A calculus problem by Rocco Dalto

$\dfrac{dy}{dx} = \dfrac{x + \alpha y}{\alpha x - y}.$ $$

Converting to polar coordinates, let $x = r cos\theta, y = r sin\theta$ $(1): \: x^2 + y^2 = r^2, (2) \: \theta = \arctan(\dfrac{y}{x})$ $$

Taking the derivatives with respect to $x$ of $(1)$ and $(2)$ we obtain: $$

$r \dfrac{dr}{dx} = x + y \dfrac{dy}{dx}$ $r^2 \dfrac{d\theta}{dx} = x \dfrac{dy}{dx} - y$
$\implies$ $\dfrac{1}{r} \dfrac{dr}{d\theta} =\dfrac{\alpha x^2- xy + xy + \alpha y^2}{x^2 + \alpha xy - \alpha xy + y^2} = \alpha \implies$ $$

$\dfrac{dr}{d\theta} = \alpha r \implies \ln(r) = \alpha \theta + K \implies$ $$

$r(\theta) = C e^{\alpha \theta}$ , $r(0) = 1 \implies r(\theta) = e^{\alpha \theta}.$ $$

So, we have a spiral, and since $\alpha > 0$ , it spirals outward in a counter close-wise direction.

To obtain the arc length of $r(\theta)$ on ( $0 <= \theta <= \dfrac{\ln(\alpha)}{\alpha})$ we note that: $$

$\vec{r(t)} = r \vec{i_{r}},$ where the unit vector $\vec{i_{r}} = cos(\theta(t)) \vec{i} + sin(\theta(t)) \vec{j} \implies \vec{i_{r}'} = (-sin(\theta(t)) \vec{i} + cos(\theta(t)) \vec{j}) \dfrac{d\theta}{dt} = \dfrac{d\theta}{dt} \vec{i_\theta}$ $$ and the dot product of the unit vectors $\vec{i_{r}} \cdot \vec{i_\theta} = 0,$ so that $\vec{i_{r}}$ and $\vec{i_\theta}$ are perpendicular vectors.
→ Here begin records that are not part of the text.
PR #2545, opened 2026-04-30
feat(kusto): add --chart-type option to render query results as images

kboom:
## Summary

Adds opt-in chart image rendering to the Azure MCP Kusto query and sample commands. When `--chart-type` is specified (`TimeSeries`, `Bar`, `Scatter`, or `Pie`), query results are validated against the requested chart type and rendered as a PNG using [ScottPlot 5.x](https://scottplot.net/) (MIT). The image is returned alongside the JSON results as an MCP `ImageContentBlock`, enabling vision-capable LLM clients (e.g. GitHub Copilot) to analyze telemetry visually without parsing raw JSON tables.

## Motivation

When an LLM consumes a Kusto query that returns hundreds of time-series rows, it is often forced to either truncate, summarize-by-eye, or render an ASCII table — all lossy. KQL has the `| render timechart …` operator that ADX clients use to draw charts, but the MCP tool today simply returns the underlying tabular data and ignores `render`.

This change lets the model (or the user, via the tool's input) explicitly ask for a chart rendering when it is the right shape for the question being asked, while leaving the existing JSON-only behavior untouched.

## How it works

- `--chart-type` is a single new `Option<string?>` on `QueryCommand` and `SampleCommand` (parsed via `Enum.TryParse<ChartType>`).
- When set, after the query executes, results are passed through `DataShapeValidator`.
- If valid, `ScottPlotChartRenderer` produces a PNG via `plot.GetImageBytes(width, height)`.
- The PNG is added to `CommandResponse.Images` (new `ResponseImage` record on the core response model).
- `CommandFactoryToolLoader` emits an MCP `ImageContentBlock` per image alongside the existing `TextContentBlock` JSON.

Fully opt-in: omitting `--chart-type` preserves today's JSON-only behavior.

## Changes

**Core (`core/Microsoft.Mcp.Core`):**
- New `ResponseImage` record + `Images` property on `CommandResponse`.
- `CommandFactoryToolLoader` emits `ImageContentBlock.FromBytes(...)` for each image.
- `ModelsJsonContext` registers the new types for AOT.

**Kusto toolset (`tools/Azure.Mcp.Tools.Kusto`):**
- New `Rendering/`: `ChartType`, `DataShapeValidator`, `IKustoChartRenderer`, `ScottPlotChartRenderer`.
- `--chart-type` option added; renderer registered in `KustoSetup`.
- `QueryCommand` and `SampleCommand` invoke the renderer when set.

**Build:**
- ScottPlot 5.1.58 added to `Directory.Packages.props`.
- Pre-existing `NU1010` fix: pinned `System.ClientModel 1.9.0` (referenced by `Azure.Mcp.Tools.Pricing` but missing from CPM).

**Docs / tests:**
- `azmcp-commands.md`, `e2eTestPrompts.md` updated.
- Changelog entry added.
- 185 Kusto unit tests pass.

## Backwards compatibility

Fully backwards compatible. No existing tool input shape changes; `--chart-type` is purely additive and optional.

## Invoking Livetests

### DIFF
--- a/Directory.Packages.props
+++ b/Directory.Packages.props
@@ -91,7 +91,7 @@
     <PackageVersion Include="Npgsql" Version="10.0.1" />
     <PackageVersion Include="YamlDotNet" Version="16.3.0" />
     <PackageVersion Include="Yarp.ReverseProxy" Version="2.3.0" />
-    <PackageVersion Include="System.ClientModel" Version="1.9.0" />
+    <PackageVersion Include="ScottPlot" Version="5.1.58" />
     <PackageVersion Include="System.CommandLine" Version="2.0.6" />
     <PackageVersion Include="System.Formats.Asn1" Version="10.0.6" />
     <PackageVersion Include="System.IdentityModel.Tokens.Jwt" Version="8.17.0" />
--- a/Directory.Packages.props
+++ b/Directory.Packages.props
@@ -92,6 +92,7 @@
     <PackageVersion Include="YamlDotNet" Version="16.3.0" />
     <PackageVersion Include="Yarp.ReverseProxy" Version="2.3.0" />
     <PackageVersion Include="ScottPlot" Version="5.1.58" />
+    <PackageVersion Include="System.ClientModel" Version="1.9.0" />
     <PackageVersion Include="System.CommandLine" Version="2.0.6" />
     <PackageVersion Include="System.Formats.Asn1" Version="10.0.6" />
     <PackageVersion Include="System.IdentityModel.Tokens.Jwt" Version="8.17.0" />
--- a/core/Microsoft.Mcp.Core/src/Areas/Server/Commands/ToolLoading/CommandFactoryToolLoader.cs
+++ b/core/Microsoft.Mcp.Core/src/Areas/Server/Commands/ToolLoading/CommandFactoryToolLoader.cs
@@ -225,13 +225,22 @@ public sealed class CommandFactoryToolLoader(
             var jsonResponse = JsonSerializer.Serialize(commandResponse, ModelsJsonContext.Default.CommandResponse);
             var isError = commandResponse.Status < HttpStatusCode.OK || commandResponse.Status >= HttpStatusCode.Ambiguous;
 
+            var content = new List<ContentBlock>
+            {
+                new TextContentBlock { Text = jsonResponse }
+            };
+
+            if (commandResponse.Images != null)
+            {
+                foreach (var image in commandResponse.Images)
+                {
+                    content.Add(ImageContentBlock.FromBytes(image.Data, image.MimeType));
+                }
+            }
+
             return new CallToolResult
             {
-                Content = [
-                    new TextContentBlock {
-                        Text = jsonResponse
-                    }
-                ],
+                Content = content,
                 IsError = isError
             };
         }
--- a/core/Microsoft.Mcp.Core/src/Areas/Server/Commands/ToolLoading/CommandFactoryToolLoader.cs
+++ b/core/Microsoft.Mcp.Core/src/Areas/Server/Commands/ToolLoading/CommandFactoryToolLoader.cs
@@ -225,10 +225,16 @@ public sealed class CommandFactoryToolLoader(
             var jsonResponse = JsonSerializer.Serialize(commandResponse, ModelsJsonContext.Default.CommandResponse);
             var isError = commandResponse.Status < HttpStatusCode.OK || commandResponse.Status >= HttpStatusCode.Ambiguous;
 
-            var content = new List<ContentBlock>
+            var content = new List<ContentBlock>();
+
+            // When images are present and the response is successful, suppress the JSON text
+            // block so vision-capable clients receive only the rendered image(s) and skip the
+            // raw data the image was meant to replace. Errors always include the JSON text.
+            var hasImages = commandResponse.Images != null && commandResponse.Images.Count > 0;
+            if (!hasImages || isError)
             {
-                new TextContentBlock { Text = jsonResponse }
-            };
+                content.Add(new TextContentBlock { Text = jsonResponse });
+            }
 
             if (commandResponse.Images != null)
             {
--- a/core/Microsoft.Mcp.Core/src/Areas/Server/Commands/ToolLoading/CommandFactoryToolLoader.cs
+++ b/core/Microsoft.Mcp.Core/src/Areas/Server/Commands/ToolLoading/CommandFactoryToolLoader.cs
@@ -227,11 +227,10 @@ public sealed class CommandFactoryToolLoader(
 
             var content = new List<ContentBlock>();
 
-            // When images are present and the response is successful, suppress the JSON text
-            // block so vision-capable clients receive only the rendered image(s) and skip the
-            // raw data the image was meant to replace. Errors always include the JSON text.
-            var hasImages = commandResponse.Images != null && commandResponse.Images.Count > 0;
-            if (!hasImages || isError)
+            // The text JSON envelope is suppressed only when the command explicitly opted in via
+            // CommandResponse.OmitTextContent (e.g. an image is intended to fully replace raw data).
+            // Errors always include the JSON envelope so the caller can read status/message.
+            if (!commandResponse.OmitTextContent || isError)
             {
                 content.Add(new TextContentBlock { Text = jsonResponse });
             }
--- a/core/Microsoft.Mcp.Core/src/Areas/Server/Commands/ToolLoading/CommandFactoryToolLoader.cs
+++ b/core/Microsoft.Mcp.Core/src/Areas/Server/Commands/ToolLoading/CommandFactoryToolLoader.cs
@@ -234,6 +234,12 @@ public sealed class CommandFactoryToolLoader(
             {
                 content.Add(new TextContentBlock { Text = jsonResponse });
             }
+            else if (commandResponse.Images is { Count: > 0 } && !string.IsNullOrEmpty(commandResponse.Message))
+            {
+                // Emit the message as a lightweight text hint so the model knows to look at
+                // the attached image(s) without receiving the full JSON data envelope.
+                content.Add(new TextContentBlock { Text = commandResponse.Message });
+            }
 
             if (commandResponse.Images != null)
             {
--- a/core/Microsoft.Mcp.Core/src/Models/Command/CommandResponse.cs
+++ b/core/Microsoft.Mcp.Core/src/Models/Command/CommandResponse.cs
@@ -29,8 +29,12 @@ public class CommandResponse
     /// <c>CallToolResult</c>, enabling vision-capable LLM clients to consume charts or
     /// visualizations directly without parsing raw data.
     /// </summary>
-    [JsonPropertyName("images")]
-    [JsonIgnore(Condition = JsonIgnoreCondition.WhenWritingNull)]
+    /// <remarks>
+    /// This is a transport-level instruction to the MCP tool loader. Images are always delivered
+    /// via <c>ImageContentBlock</c> entries and must not appear in the serialized JSON envelope,
+    /// so this property is excluded from serialization.
+    /// </remarks>
+    [JsonIgnore]
     public IReadOnlyList<ResponseImage>? Images { get; set; }
 
     /// <summary>
--- a/core/Microsoft.Mcp.Core/src/Models/Command/CommandResponse.cs
+++ b/core/Microsoft.Mcp.Core/src/Models/Command/CommandResponse.cs
@@ -32,6 +32,21 @@ public class CommandResponse
     [JsonPropertyName("images")]
     [JsonIgnore(Condition = JsonIgnoreCondition.WhenWritingNull)]
     public IReadOnlyList<ResponseImage>? Images { get; set; }
+
+    /// <summary>
+    /// When <see langword="true"/> and the response is successful, the MCP loader will
+    /// suppress the JSON <c>TextContentBlock</c> and emit only the <see cref="Images"/>
+    /// content blocks. Use this when the rendered image is intended to fully replace
+    /// the raw data (e.g. a chart that summarizes a large query result), so vision-capable
+    /// clients consume the visualization rather than re-parsing the underlying data.
+    /// Errors always include the JSON envelope regardless of this flag.
+    /// </summary>
+    /// <remarks>
+    /// This is a transport-level instruction to the MCP tool loader and is intentionally
+    /// excluded from the serialized response payload.
+    /// </remarks>
+    [JsonIgnore]
+    public bool OmitTextContent { get; set; }
 }
 
 /// <summary>
--- a/core/Microsoft.Mcp.Core/src/Models/Command/CommandResponse.cs
+++ b/core/Microsoft.Mcp.Core/src/Models/Command/CommandResponse.cs
@@ -22,7 +22,28 @@ public class CommandResponse
 
     [JsonPropertyName("duration")]
     public long Duration { get; set; }
+
+    /// <summary>
+    /// Optional images to include as MCP image content blocks alongside the JSON response.
+    /// When populated, each image is emitted as an <c>ImageContentBlock</c> in the MCP
+    /// <c>CallToolResult</c>, enabling vision-capable LLM clients to consume charts or
+    /// visualizations directly without parsing raw data.
+    /// </summary>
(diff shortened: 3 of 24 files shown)


servers/Azure.Mcp.Server/changelog-entries/1777538926110.yaml
alzimmermsft, line 1: Mind adding a second CHANGELOG entry for adding MCP Image Content support

core/Microsoft.Mcp.Core/src/Areas/Server/Commands/ToolLoading/CommandFactoryToolLoader.cs
```diff
@@ -225,13 +225,28 @@ public override async ValueTask<CallToolResult> CallToolHandler(RequestContext<C
             var jsonResponse = JsonSerializer.Serialize(commandResponse, ModelsJsonContext.Default.CommandResponse);
             var isError = commandResponse.Status < HttpStatusCode.OK || commandResponse.Status >= HttpStatusCode.Ambiguous;
 
+            var content = new List<ContentBlock>();
+
+            // When images are present and the response is successful, suppress the JSON text
+            // block so vision-capable clients receive only the rendered image(s) and skip the
+            // raw data the image was meant to replace. Errors always include the JSON text.
```
alzimmermsft: Longer term it'd be nice to have this determined at compilation time rather than runtime. Can foresee this causing a hard to troubleshoot issue where a tool tries to return an image and text together.

tools/Azure.Mcp.Tools.Kusto/src/Commands/QueryCommand.cs
```diff
@@ -14,28 +15,32 @@ namespace Azure.Mcp.Tools.Kusto.Commands;
     Id = "d1e22074-53ce-4eef-8596-0ea134a9e317",
     Name = "query",
     Title = "Query Kusto Database",
-    Description = "Executes a query against an Azure Data Explorer/Kusto/KQL cluster to search for specific terms, retrieve records, or perform management operations. Required: --cluster-uri (or --cluster and --subscription), --database, and --query.",
+    Description = "Executes a query against an Azure Data Explorer/Kusto/KQL cluster to search for specific terms, retrieve records, or perform management operations. Required: --cluster-uri (or --cluster and --subscription), --database, and --query. Optionally specify --chart-type to receive a rendered chart image alongside the raw JSON results.",
```
alzimmermsft: > Optionally specify --chart-type to receive a rendered chart image alongside the raw JSON results.

This contradicts the changes you made in `CommandFactoryToolLoader` where if there are images in the response the raw JSON results are excluded from the response.

tools/Azure.Mcp.Tools.Kusto/src/Commands/QueryCommand.cs
```diff
@@ -14,28 +15,32 @@ namespace Azure.Mcp.Tools.Kusto.Commands;
...
         command.Options.Add(KustoOptionDefinitions.Query);
+        command.Options.Add(KustoOptionDefinitions.ChartType);
     }
 
     protected override QueryOptions BindOptions(ParseResult parseResult)
     {
         var options = base.BindOptions(parseResult);
         options.Query = parseResult.GetValueOrDefault<string>(KustoOptionDefinitions.Query.Name);
+        var chartTypeStr = parseResult.GetValueOrDefault<string>(KustoOptionDefinitions.ChartType.Name);
+        options.ChartType = Enum.TryParse<ChartType>(chartTypeStr, ignoreCase: true, out var ct) ? ct : (ChartType?)null;
```
alzimmermsft: Should this silently fail if the enum type is invalid or should the handling here ignore if the option isn't passed and fail if it is passed with an invalid chart type.

If the latter, perform the validation in `RegisterOptions` using `command.Validators`.

tools/Azure.Mcp.Tools.Kusto/src/Rendering/ScottPlotChartRenderer.cs
```diff
@@ -0,0 +1,280 @@
...
+    private const int ChartHeight = 480;
+    private const string ImageMimeType = "image/png";
+
+    private static readonly HashSet<string> s_numericKqlTypes = new(StringComparer.OrdinalIgnoreCase)
+    {
+        "int", "long", "real", "double", "decimal"
+    };
+
+    /// <inheritdoc />
+    public ResponseImage? TryRender(IReadOnlyList<JsonElement> results, ChartType chartType, string? title = null)
```
alzimmermsft: Wouldn't it be better to fail the tool call if rendering fails when requested?

Directory.Packages.props
```diff
@@ -91,6 +91,7 @@
     <PackageVersion Include="Npgsql" Version="10.0.1" />
     <PackageVersion Include="YamlDotNet" Version="16.3.0" />
     <PackageVersion Include="Yarp.ReverseProxy" Version="2.3.0" />
+    <PackageVersion Include="ScottPlot" Version="5.1.58" />
```
alzimmermsft, line 94: Is this dependency AoT compatible?

kboom: Copilot says yes :-). But let me verify

servers/Azure.Mcp.Server/changelog-entries/1777538926110.yaml
kboom: Done in 078dddab. Added a separate changelog entry covering the core MCP image content support (the ResponseImage/Images/OmitTextContent plumbing in CommandResponse and CommandFactoryToolLoader), distinct from the Kusto --chart-type feature.

core/Microsoft.Mcp.Core/src/Areas/Server/Commands/ToolLoading/CommandFactoryToolLoader.cs
kboom: Good call — the heuristic was footgun-y. Replaced it in 078dddab with an explicit, opt-in `CommandResponse.OmitTextContent` flag. The loader no longer infers behavior from the presence of images: a tool that wants both image and text simply leaves the flag unset; a tool that wants image-only sets it explicitly. Errors still always include the JSON envelope.

```csharp
if (!commandResponse.OmitTextContent || isError)
{
    content.Add(new TextContentBlock { Text = jsonResponse });
}
```

Not fully compile-time, but it eliminates the ambiguity — there's now exactly one way to ask for image-only output and it's explicit at the call site.

tools/Azure.Mcp.Tools.Kusto/src/Commands/QueryCommand.cs
kboom: Fixed in 078dddab. Updated both `QueryCommand` and `SampleCommand` descriptions to:

> Optionally specify --chart-type to receive a rendered chart image instead of the raw JSON results (the JSON is omitted when an image is returned).

Also tightened the wording on `KustoOptionDefinitions.ChartType.Description` for consistency.

tools/Azure.Mcp.Tools.Kusto/src/Commands/QueryCommand.cs
kboom: Went with the latter — fail fast if the option is passed with an invalid value, ignore if it's not passed. Added in 078dddab via a command-level validator registered from `RegisterOptions`:

```csharp
protected override void RegisterOptions(Command command)
{
    base.RegisterOptions(command);
    command.Options.Add(KustoOptionDefinitions.Query);
    command.Options.Add(KustoOptionDefinitions.ChartType);
    KustoOptionDefinitions.AddChartTypeValidator(command);
}
```

Invalid values now produce: `Invalid value 'Bogus' for --chart-type. Allowed values: TimeSeries, Bar, Scatter, Pie.` before the command body ever runs. Covered by a new unit test (`ExecuteAsync_FailsWithValidationError_WhenChartTypeValueIsInvalid`).

tools/Azure.Mcp.Tools.Kusto/src/Rendering/ScottPlotChartRenderer.cs
kboom: Agreed — silently falling back to JSON when the user explicitly asked for a chart is misleading. Fixed in 078dddab:

- Renamed `IKustoChartRenderer.TryRender` → `Render`.
- `Render` now throws a new `ChartRenderingException` with a user-facing message whenever rendering fails (data shape doesn't match, no rows, no parseable datetime values, ScottPlot exception, etc.).
- The exception flows through `HandleException(context, ex)` so the tool call returns an error with the exact reason, e.g.:
  > `ChartType.TimeSeries requires at least one 'datetime' column. Found columns: Category:string, Count:long.`

Added unit test `ExecuteAsync_FailsWithBadRequest_WhenRendererThrowsChartRenderingException` to lock the new behavior in.

Directory.Packages.props
kboom: Verified, with caveats:

- The Kusto toolset has `<IsAotCompatible>true</IsAotCompatible>` and the AOT analyzer reports **0 warnings** after adding ScottPlot 5.1.58 — so the static analysis is clean.
- ScottPlot 5.x renders via SkiaSharp 3.x, which has Native AOT support (it's used under AOT in `Microsoft.Maui.Graphics`-style scenarios in production).
- I haven't run a full `Build-Local.ps1 -IncludeNative` pass to actually publish a NativeAOT binary in this worktree — it timed out locally. Happy to re-run if a CI lane validates this.

If the team prefers to be conservative until a clean NativeAOT publish is verified, an alternative is to gate the Kusto rendering bits behind `#if !BUILD_NATIVE` (matching the pattern used by other not-yet-AOT-validated toolsets) and remove `Azure.Mcp.Tools.Kusto` from the AOT build via the `ProjectReference-Remove` mechanism in `Azure.Mcp.Server.csproj`. Let me know your preference and I'll wire it up.

tools/Azure.Mcp.Tools.Kusto/src/Rendering/ScottPlotChartRenderer.cs
```diff
@@ -0,0 +1,308 @@
...
+        var plot = new ScottPlot.Plot();
+        plot.Title(title ?? columnNames[valueIdx]);
+        var pie = plot.Add.Pie(slices);
+        pie.ExplodeFraction = 0.05;
+        pie.SliceLabelDistance = 1.35;
+        plot.ShowLegend();
+        plot.Axes.Frameless();
+        plot.HideGrid();
+
+        return ToPngImage(plot, $"Pie chart with {slices.Count} slices");
```
jongio, line 279: This double.TryParse uses the current thread's culture. On a server with a non-US locale (e.g. `de-DE`), `"1.5"` won't parse correctly. Use `double.TryParse(element.GetString(), System.Globalization.NumberStyles.Any, CultureInfo.InvariantCulture, out var d)` to match the invariant-culture parsing already used in `TryParseDateTime` above.

tools/Azure.Mcp.Tools.Kusto/src/Rendering/ScottPlotChartRenderer.cs
```diff
@@ -0,0 +1,308 @@
...
+            throw new ChartRenderingException(
+                "Pie chart could not be rendered: no rows contained a positive numeric value to chart.");
+        }
+
+        var plot = new ScottPlot.Plot();
+        plot.Title(title ?? columnNames[valueIdx]);
+        var pie = plot.Add.Pie(slices);
+        pie.ExplodeFraction = 0.05;
+        pie.SliceLabelDistance = 1.35;
+        plot.ShowLegend();
```
jongio, line 275: `ToDouble` silently returns 0.0 for unparseable string values. If a cell in a numeric column contains `"N/A"` or another non-numeric string, it'll be plotted as zero - producing a misleading chart without any indication to the caller. Consider either logging a warning, skipping the row, or failing when a threshold of unparseable cells is exceeded.

core/Microsoft.Mcp.Core/src/Areas/Server/Commands/ToolLoading/CommandFactoryToolLoader.cs
```diff
@@ -225,13 +225,27 @@ public override async ValueTask<CallToolResult> CallToolHandler(RequestContext<C
             var jsonResponse = JsonSerializer.Serialize(commandResponse, ModelsJsonContext.Default.CommandResponse);
             var isError = commandResponse.Status < HttpStatusCode.OK || commandResponse.Status >= HttpStatusCode.Ambiguous;
 
+            var content = new List<ContentBlock>();
+
+            // The text JSON envelope is suppressed only when the command explicitly opted in via
+            // CommandResponse.OmitTextContent (e.g. an image is intended to fully replace raw data).
+            // Errors always include the JSON envelope so the caller can read status/message.
```
jongio, line 232: `ImageContentBlock.FromBytes(image.Data, image.MimeType)` drops `image.AltText`. If the `ImageContentBlock` type supports alt text (or a description field), pass it through. Otherwise, consider encoding it in the MCP response metadata so vision-impaired clients or non-vision LLMs get the fallback text.

core/Microsoft.Mcp.Core/src/Models/Command/CommandResponse.cs
```diff
@@ -22,8 +22,48 @@ public class CommandResponse
...
+    /// </summary>
+    /// <remarks>
+    /// This is a transport-level instruction to the MCP tool loader and is intentionally
+    /// excluded from the serialized response payload.
+    /// </remarks>
+    [JsonIgnore]
+    public bool OmitTextContent { get; set; }
 }
 
+/// <summary>
```
jongio, line 56: `ResponseImage` has `[JsonPropertyName]` attributes but `CommandResponse.Images` is `[JsonIgnore]`, so this type is never serialized through the normal response path. The JSON annotations are dead decoration. Either remove them (this type flows through `ImageContentBlock.FromBytes`, not JSON serialization) or add a comment explaining if they're intentionally kept for a future serialization path.

jongio (commented):
Solid feature add - opt-in chart rendering for Kusto queries makes sense for vision-capable LLM clients. The architecture (validator + renderer + core image response) is clean and the opt-in design preserves backwards compat. A few issues to address beyond what alzimmermsft and Copilot already raised:

**AltText is dropped during emission.** Both `CommandFactoryToolLoader` and `NamespaceToolLoader` call `ImageContentBlock.FromBytes(image.Data, image.MimeType)` without passing `image.AltText`. This means the accessibility text ("Bar chart with 3 categories") never reaches the MCP client. Copilot flagged this too - it needs fixing.

**`ToDouble` silently returns 0.0 for unparseable values.** In `ScottPlotChartRenderer`, if a cell that's supposed to be numeric contains garbage (e.g. `"N/A"` or `null`), it silently becomes 0.0 and gets plotted. This produces misleading charts. Consider either skipping the row or throwing a `ChartRenderingException` when a numeric column contains unparseable data.

**`double.TryParse` in `ToDouble` is culture-sensitive.** When the element is a `JsonValueKind.String`, `double.TryParse(element.GetString(), out var d)` uses the current thread culture. A server running in `de-DE` locale would parse `"1,5"` as 1.5 but fail on `"1.5"`. Use `CultureInfo.InvariantCulture` explicitly.

**`ResponseImage` has `[JsonPropertyName]` attributes but is never serialized through the JSON response path.** Since `CommandResponse.Images` is `[JsonIgnore]`, the `JsonPropertyName` decorations on the `ResponseImage` record are misleading dead code. Either remove them (cleaner - the type isn't serialized) or document why they exist (e.g. future use, testing). The `ModelsJsonContext` registration of `ResponseImage` and `IReadOnlyList<ResponseImage>` is similarly unused at runtime.

**CI is failing on Build Analyze.** This needs to be green before merge.

jongio (commented):
Incremental review of 2 new commits (90b3190, cb906dc) since my last review.

The new `else if` branch in both tool loaders correctly emits `commandResponse.Message` as a lightweight text hint alongside chart images when the JSON envelope is suppressed. The guidance text in QueryCommand gives vision-capable LLMs a clear directive to describe visual patterns rather than extract exact values. Both changes are solid.

My 4 previous comments are still open:
- `ToDouble` silently maps unparseable strings to 0.0 (misleading charts)
- `double.TryParse` lacks `CultureInfo.InvariantCulture` (locale-dependent parsing)
- `ImageContentBlock.FromBytes` drops `AltText`
- `ResponseImage` has dead `[JsonPropertyName]` attributes

No new issues in this delta.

$\dfrac{d\vec{r}}{dt} = r(t) \vec{i_{r}'} + \vec{i_{r}} \dfrac{dr}{dt} \implies$ $\dfrac{d\vec{r}}{dt} = \dfrac{dr}{dt} \vec{i_{r}}+ r(t) \dfrac{d\theta}{dt} \vec{i_{\theta}}$

$\implies \vert\dfrac{d\vec{r}}{dt}\vert = \sqrt{(\dfrac{dr}{dt})^2 + r^2(t) (\dfrac{d\theta}{dt})^2} \implies$

Arc length $L = \int_{t_{1}}^{t_{2}} \vert\dfrac{d\vec{r}}{dt}\vert \: dt =$ $\int_{0}^{\dfrac{\ln(\alpha)}{\alpha}} \sqrt{r^2 + (\dfrac{dr}{d\theta})^2} \: d\theta =$ $$ $\sqrt{1 + \alpha^2} \int_{0}^{\dfrac{\ln(\alpha)}{\alpha}} e^{\alpha \theta} \ d\theta =$ $$

$\dfrac{\sqrt{1 + \alpha^2}}{\alpha} \: e^{\alpha \theta} |_{0}^{\dfrac{\ln(\alpha)}{\alpha}} =$ $\dfrac{\sqrt{1 + \alpha^2}}{\alpha} (\alpha - 1) = \dfrac{\sqrt{1 + \alpha^2}}{\alpha} \implies$ $$

$\dfrac{\sqrt{1 + \alpha^2}}{\alpha} (\alpha - 2) = 0 \implies \alpha = 2.$

$$

Note: You can get the same result solving the homogeneous differential equation $$

$\dfrac{dy}{dx} = \dfrac{x + \alpha y}{\alpha x - y},$ by making the substitution $z = \dfrac{y}{x}$ which results in $\int \dfrac{\alpha - z}{1 + z^2} \: dz = \int \dfrac{dx}{x}$ $$

Letting $z = tan\theta \implies dz = sec^2\theta \: d\theta \implies$

$\alpha \theta = ln(\dfrac{x}{c \: cos\theta}) = \ln(\dfrac{r}{c}),$ where $z = tan\theta$ and $x = r \cos\theta \implies r = C e^{\alpha \theta}$ , which is the same solution as above.